While the world keeps a weather eye on the nail-biting vote-counting of the US Election 2020 for the outcome of a tight electoral battle between Republican Donald Trump and Democrat Joe Biden, Sarah McBride makes history for being the first transgender to win a state Senate race.
Democrat Sarah McBride defeated her Republican opponent, Steve Washington, in Delaware’s Senate election and will replace Senator Harris McDowell, who is going to retire at the end of his term. McBride will become the first openly transgender state senator in America as well as the country’s highest-ranking transgender official when sworn in.
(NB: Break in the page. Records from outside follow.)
PR #4948, opened 2022-06-13
new api to get cli version

wshands:
**Description**
Gets the latest release of the Dockstore CLI from the CLI repo (dockstore/dockstore-cli). The UI will then use that as the location of the dockstore script rather than the Dockstore webservice repo (dockstore/dockstore).

This is the UI PR, the webservice PR which adds the API to get the latest CLI release is 
https://github.com/dockstore/dockstore-ui2/pull/1556

**Issue**
Addresses SEAB-3952

### DIFF
--- a/dockstore-webservice/src/main/java/io/dockstore/webservice/resources/MetadataResource.java
+++ b/dockstore-webservice/src/main/java/io/dockstore/webservice/resources/MetadataResource.java
@@ -16,6 +16,7 @@
 
 package io.dockstore.webservice.resources;
 
+import static io.dockstore.webservice.DockstoreWebserviceApplication.getOkHttpClient;
 import static io.dockstore.webservice.helpers.statelisteners.RSSListener.RSS_KEY;
 import static io.dockstore.webservice.helpers.statelisteners.SitemapListener.SITEMAP_KEY;
 
@@ -28,7 +29,6 @@ import io.dockstore.common.DescriptorLanguage;
 import io.dockstore.common.PipHelper;
 import io.dockstore.common.Registry;
 import io.dockstore.common.SourceControl;
-import io.dockstore.webservice.CacheHitListener;
 import io.dockstore.webservice.CustomWebApplicationException;
 import io.dockstore.webservice.DockstoreWebserviceApplication;
 import io.dockstore.webservice.DockstoreWebserviceConfiguration;
@@ -41,7 +41,6 @@ import io.dockstore.webservice.core.Tool;
 import io.dockstore.webservice.core.Workflow;
 import io.dockstore.webservice.core.database.RSSToolPath;
 import io.dockstore.webservice.core.database.RSSWorkflowPath;
-import io.dockstore.webservice.helpers.GitHubSourceCodeRepo;
 import io.dockstore.webservice.helpers.MetadataResourceHelper;
 import io.dockstore.webservice.helpers.PublicStateManager;
 import io.dockstore.webservice.helpers.statelisteners.RSSListener;
@@ -82,7 +81,6 @@ import java.util.Comparator;
 import java.util.HashMap;
 import java.util.List;
 import java.util.Map;
-import java.util.NoSuchElementException;
 import java.util.Optional;
 import java.util.SortedSet;
 import java.util.Spliterator;
@@ -448,10 +446,7 @@ public class MetadataResource {
         PagedIterable<GHRelease> allReleases;
         CLIInfo cliInfo = new CLIInfo();
         try {
-            OkHttpClient.Builder builder = new OkHttpClient().newBuilder();
-            builder.eventListener(new CacheHitListener(GitHubSourceCodeRepo.class.getSimpleName(), null));
-            builder.cache(DockstoreWebserviceApplication.getCache(null));
-            OkHttpClient build = builder.build();
+            OkHttpClient build = getOkHttpClient();
             ObsoleteUrlFactory obsoleteUrlFactory = new ObsoleteUrlFactory(build);
             HttpConnector okHttp3Connector = new ImpatientHttpConnector(obsoleteUrlFactory::open);
             GitHub gitHub = GitHubBuilder.fromEnvironment().withConnector(okHttp3Connector).build();
@@ -493,15 +488,11 @@ public class MetadataResource {
         // https://stackoverflow.com/questions/24511052/how-to-convert-an-iterator-to-a-stream
         Stream<GHRelease> targetStream = StreamSupport.stream(
                 Spliterators.spliteratorUnknownSize(allReleases.iterator(), Spliterator.ORDERED), false);
-        try {
-            return Optional.of(targetStream
-                    .filter(GHRelease::isPrerelease)
-                    .filter(g -> preReleaseVersionIsGreaterThanLatest(g.getName(), latestRelease))
-                    .findFirst().orElseThrow().getName());
-            // orElseThrow throws a NoSuchElementException if there is no prerelease
-        } catch (NullPointerException | NoSuchElementException e) {
-            return Optional.empty();
-        }
+        return targetStream
+                .filter(GHRelease::isPrerelease)
+                .findFirst()
+                .filter(g -> preReleaseVersionIsGreaterThanLatest(g.getName(), latestRelease))
+                .map(g -> g.getName());
     }
 
     /**


dockstore-webservice/src/main/java/io/dockstore/webservice/resources/MetadataResource.java
```diff
@@ -414,4 +418,23 @@ public Config getConfig() {
...
+    @UnitOfWork(readOnly = true)
+    @Path("cli-version")
+    @Operation(summary = "Get Dockstore CLI latest version.", description = "Get Dockstore CLI latest version. NO authentication")
+    @ApiOperation(value = "Get Dockstore CLI latest version.", notes = "Get Dockstore CLI latest version. NO authentication")
+    public String getCliVersion() {
+        GHRelease ghRelease;
+        try {
+            GitHub github = new GitHubBuilder().build();
+            GHRepository repository = github.getRepository("dockstore/dockstore-cli");
+            ghRelease = repository.getLatestRelease();
```
coverbeck, line 432: Two thoughts:

1. You may run into GitHub rate limiting issues; not sure if our cache handles anonymous requests. Trying invoking your endpoint 1000 times with `ab` and see. I'd think you want to cache the response even if you don't run into those issues.
2. Since the CLI can upgrade to the latest unstable, I'd return the latest unstable release as well (the goal is for the CLI to use this endpoint as well, isn't it?), and it could give us the flexibility to surface it in the UI if we choose.

dockstore-webservice/src/main/java/io/dockstore/webservice/resources/MetadataResource.java
```diff
@@ -414,4 +418,23 @@ public Config getConfig() {
         }
     }
 
+    @GET
+    @Timed
+    @UnitOfWork(readOnly = true)
```
coverbeck, line 423: There is no DB access.

svonworl:
If we anticipate ever returning additional information about the CLI, we might create an object `CliInfo` (or whatever) and serialize that instead.  The version (and other information we decide to include) can be its properties.  If we did this, we'd want to tweak the endpoint naming, of course...

dockstore-webservice/src/main/java/io/dockstore/webservice/resources/MetadataResource.java
wshands: @coverbeck Is there an example of how to cache the response?
When would the CLI use this endpoint?

dockstore-webservice/src/main/java/io/dockstore/webservice/resources/MetadataResource.java
wshands: removed

dockstore-webservice/src/main/java/io/dockstore/webservice/resources/MetadataResource.java
coverbeck: >     1. Is there an example of how to cache the response?

We use a Caffeine cache in at least [one place](https://github.com/dockstore/dockstore/blob/db15223af216d10633e6fbd08000080d8b60ffde/dockstore-webservice/src/main/java/io/dockstore/webservice/helpers/CacheConfigManager.java#L91). Might be overkill for one value, but may be just fine.

>     2. When would the CLI use this endpoint?

The CLI figures out the latest stable and unstable version and (optionally) upgrades to either. Presumably it's making GitHub calls directly? It could just call this endpoint instead. It doesn't have to change if it's working, but maybe at some point.

wshands: Did not use cache, but did now capture unstable version

wshands: @denis-yuen @coverbeck Is the guidance to implement caching or not since a Java object is now returned?

coverbeck: > @denis-yuen @coverbeck Is the guidance to implement caching or not since a Java object is now returned?

The point of the cache is:

1. To avoid running into GitHub rate limits
2. To make the endpoint snappy.

Caching is still needed.

dockstore-webservice/src/main/java/io/dockstore/webservice/resources/MetadataResource.java
```diff
@@ -414,4 +424,50 @@ public Config getConfig() {
...
+    @Operation(summary = "Get Dockstore CLI information.", description = "Get Dockstore CLI information. NO authentication")
+    @ApiOperation(value = "Get Dockstore CLI information.", notes = "Get Dockstore CLI information. NO authentication")
+    public CLIInfo getCliVersion() {
+        GHRelease ghRelease;
+        PagedIterable<GHRelease> allReleases;
+        CLIInfo cliInfo = new CLIInfo();
+        try {
+            GitHub github = new GitHubBuilder().build();
+            GHRepository repository = github.getRepository("dockstore/dockstore-cli");
+            ghRelease = repository.getLatestRelease();
```
coverbeck, line 440: Do you know if this always returns a published release?

dockstore-webservice/src/main/java/io/dockstore/webservice/resources/MetadataResource.java
```diff
@@ -414,4 +424,50 @@ public Config getConfig() {
...
+    /**
+     * This method will return the latest unstable version
+     * Assumes the first unstable version in the array is the latest unstable version
+     *
+     * @param allReleases a PagedIterable of GHRelease objects for releases
+     * @return An Optional String of the latest unstable version
+     */
+    private static Optional<String> getLatestUnstableVersion(PagedIterable<GHRelease> allReleases) {
+        try {
+            return Optional.of(Arrays.stream(allReleases.toArray()).filter(GHRelease::isPrerelease).findFirst().orElseThrow().getName());
```
coverbeck, line 467: I don't think you want to do `toArray` --> JavaDoc says it will`Eagerly walk {@link PagedIterator} and return the result in an array.`, i.e., it will force all releases to fetched before starting to look for the latest, when the latest is going to be close to the top.

dockstore-webservice/src/main/java/io/dockstore/webservice/resources/MetadataResource.java
```diff
@@ -414,4 +424,50 @@ public Config getConfig() {
...
+        } catch (IOException | NoSuchElementException e) {
```
coverbeck, line 468: What can throw a `NoSuchElementException`?

dockstore-webservice/src/main/java/io/dockstore/webservice/resources/MetadataResource.java
```diff
@@ -414,4 +424,50 @@ public Config getConfig() {
...
+        } catch (IOException e) {
+            LOG.info("Could not get CLI releases information from GitHub. ", e);
+            throw new CustomWebApplicationException("Could not get CLI  releases information info from GitHub",
+                    HttpStatus.SC_SERVICE_UNAVAILABLE);
+        }
+        String cliLatestVersion = ghRelease.getName();
+        cliInfo.setCliLatestDockstoreScriptDownloadUrl(DOCKSTORE_CLI_RELEASES_URL + "/download/" + cliLatestVersion + "/dockstore");
+        cliInfo.setCliLatestVersion(cliLatestVersion);
+        // Get the latest unstable version
+        // If there is no unstable version return an empty string as the latest unstable version
```
coverbeck, line 451: I know this should never happen because we have unstable versions and they're not going away, but if there is no unstable version, but I don't think we should have an empty string and a non-working url if we can't find one. Should probably set both values to null.

dockstore-webservice/src/main/java/io/dockstore/webservice/resources/MetadataResource.java
```diff
@@ -414,4 +424,50 @@ public Config getConfig() {
...
+        String cliLatestUnstableVersion = getLatestUnstableVersion(allReleases).orElse("");
```
coverbeck, line 452: Does the CLI currently allow the unstable version to be older than stable version (I don't know)? The idea of an unstable version in my mind would be to get the latest and greatest, at the risk of it being untested, as opposed to downgrading to an older untested version.

So I think you should return an unstable version only if it's greater than the stable version. But if the CLI script currently behaves like this already, then that could be an improvement for a future release.

dockstore-webservice/src/main/java/io/dockstore/webservice/resources/MetadataResource.java
wshands: Yes this is the way it is done in the CLI and the [GitHub docs say ](https://docs.github.com/en/rest/releases/releases#get-the-latest-release)
_The latest release is the most recent non-prerelease, non-draft release, sorted by the created_at attribute._

dockstore-webservice/src/main/java/io/dockstore/webservice/resources/MetadataResource.java
wshands: .orElseThrow throws NoSuchElementException. This would be the case if .findFirst() didn't find a prerelease.

dockstore-webservice/src/main/java/io/dockstore/webservice/resources/MetadataResource.java
wshands: Yes the CLI currently allows the unstable version to be older than stable version.

dockstore-webservice/src/main/resources/openapi3/openapi.yaml
```diff
@@ -7338,6 +7352,17 @@ components:
           parent_id:
             type: integer
             format: int64
+    CLIInfo:
```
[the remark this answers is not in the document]
wshands: added

dockstore-webservice/src/main/java/io/dockstore/webservice/resources/MetadataResource.java
wshands: Now iterates over pages and checks each page group

dockstore-webservice/src/main/java/io/dockstore/webservice/resources/MetadataResource.java
wshands: Now returns null

dockstore-webservice/src/main/java/io/dockstore/webservice/resources/MetadataResource.java
wshands: Now returns a prerelease only if the prerelease is greater than the latest release

dockstore-webservice/src/main/java/io/dockstore/webservice/resources/MetadataResource.java
wshands: I added caching, but not sure if I did it correctly.

dockstore-webservice/src/main/java/io/dockstore/webservice/resources/MetadataResource.java
```diff
@@ -414,4 +436,88 @@ public Config getConfig() {
...
+     * @param latestRelease the semantic variable string of the latest release
+     * @return An Optional String of the latest unstable version
+     */
+    private static Optional<String> getLatestUnstableVersion(PagedIterable<GHRelease> allReleases, String latestRelease) {
+        // https://stackoverflow.com/questions/24511052/how-to-convert-an-iterator-to-a-stream
+        Stream<GHRelease> targetStream = StreamSupport.stream(
+                Spliterators.spliteratorUnknownSize(allReleases.iterator(), Spliterator.ORDERED), false);
+        return Optional.of(targetStream
+                .filter(GHRelease::isPrerelease)
+                .filter(g -> preReleaseVersionIsGreaterThanLatest(g.getName(), latestRelease))
```
coverbeck: I don't think you want to do this here; do it after/if you find the first pre-release.

If the most recent prerelease is older than the current release, the second filter is going to force it to iterate through all releases until it finds one that is both pre-release and newer than the current. So then your fetching every single release from GitHub -- I know it's not that much data, but since you have the lazy stream, might as well not iterate over the whole data set when you don't need to.

dockstore-webservice/src/main/java/io/dockstore/webservice/resources/MetadataResource.java
```diff
@@ -414,4 +437,93 @@ public Config getConfig() {
...
+        // https://stackoverflow.com/questions/24511052/how-to-convert-an-iterator-to-a-stream
+        Stream<GHRelease> targetStream = StreamSupport.stream(
+                Spliterators.spliteratorUnknownSize(allReleases.iterator(), Spliterator.ORDERED), false);
+        try {
+            return Optional.of(targetStream
+                    .filter(GHRelease::isPrerelease)
+                    .filter(g -> preReleaseVersionIsGreaterThanLatest(g.getName(), latestRelease))
+                    .findFirst().orElseThrow().getName());
+            // orElseThrow throws a NoSuchElementException if there is no prerelease
+        } catch (NullPointerException | NoSuchElementException e) {
```
coverbeck, line 502: What throws a NullPointerException? It's generally not good to catch those and should be handled in code explicitly.

I think, untested, you could simplify this to:

```
return targetStream
                 .filter(GHRelease::isPrerelease)
                 .findFirst()
                 .filter(g -> preReleaseVersionIsGreaterThanLatest(g.getName(), latestRelease))
                 .map(release -> release.getName();
```
And you don't need the try/catch (except maybe for my question about the NPE).

denis-yuen (changes requested):
If I understand correctly, we still don't know whether the github endpoint in question understands conditional requests and/or we don't know how the cache is performing

dockstore-webservice/src/main/java/io/dockstore/webservice/resources/MetadataResource.java
```diff
@@ -414,4 +436,88 @@ public Config getConfig() {
...
+    @ApiOperation(value = "Get Dockstore CLI information.", notes = "Get Dockstore CLI information. NO authentication")
+    public CLIInfo getCliVersion() {
+        GHRelease ghRelease;
+        PagedIterable<GHRelease> allReleases;
+        CLIInfo cliInfo = new CLIInfo();
+        try {
+            OkHttpClient.Builder builder = new OkHttpClient().newBuilder();
+            builder.eventListener(new CacheHitListener(GitHubSourceCodeRepo.class.getSimpleName(), null));
+            builder.cache(DockstoreWebserviceApplication.getCache(null));
+            OkHttpClient build = builder.build();
```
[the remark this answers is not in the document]
wshands: done

dockstore-webservice/src/main/java/io/dockstore/webservice/resources/MetadataResource.java
wshands: findFirst could generate a NPE if the selected element is null; but I don't think it ever could be null, so removed try catch

coverbeck: `findFirst` won't throw an NPE, it will return an `Optional`. If you call `get()` on it and it's empty then you would, but the method itself won't.

coverbeck (approved):
I think that the caching working is proven by inference [here](https://github.com/dockstore/dockstore/pull/4948/files#r902967125).

denis-yuen (approved):

svonworl (approved):

kathy-t (approved):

McBride’s campaign called for affordable health care, improving school funding, increasing the minimum wage, and a universal pre-kindergarten policy among other issues. She calls the historic victory an honor and hopes to “meet this moment with meaningful results that make a real difference in the lives of Delawareans here in this district and around our state.”
Sarah McBride, the national press secretary for the Human Rights Campaign, also hoped the Senate Election Results in Delaware “might send a comforting and hopeful message to a young person, in Delaware or really anywhere else in this country, who’s struggling with who they are and how they fit into this world. It might be able to send them a message that their voice matters, and our democracy is big enough for them.”
Sarah McBride made her mark in the annals of the US political history as the first openly transgender person to work at the White House (when she interned with the administration of former President Barack Obama in 2012) and as the first transgender person to speak at a major party’s national convention (when she addressed the 2016 Democratic National Convention in Philadelphia).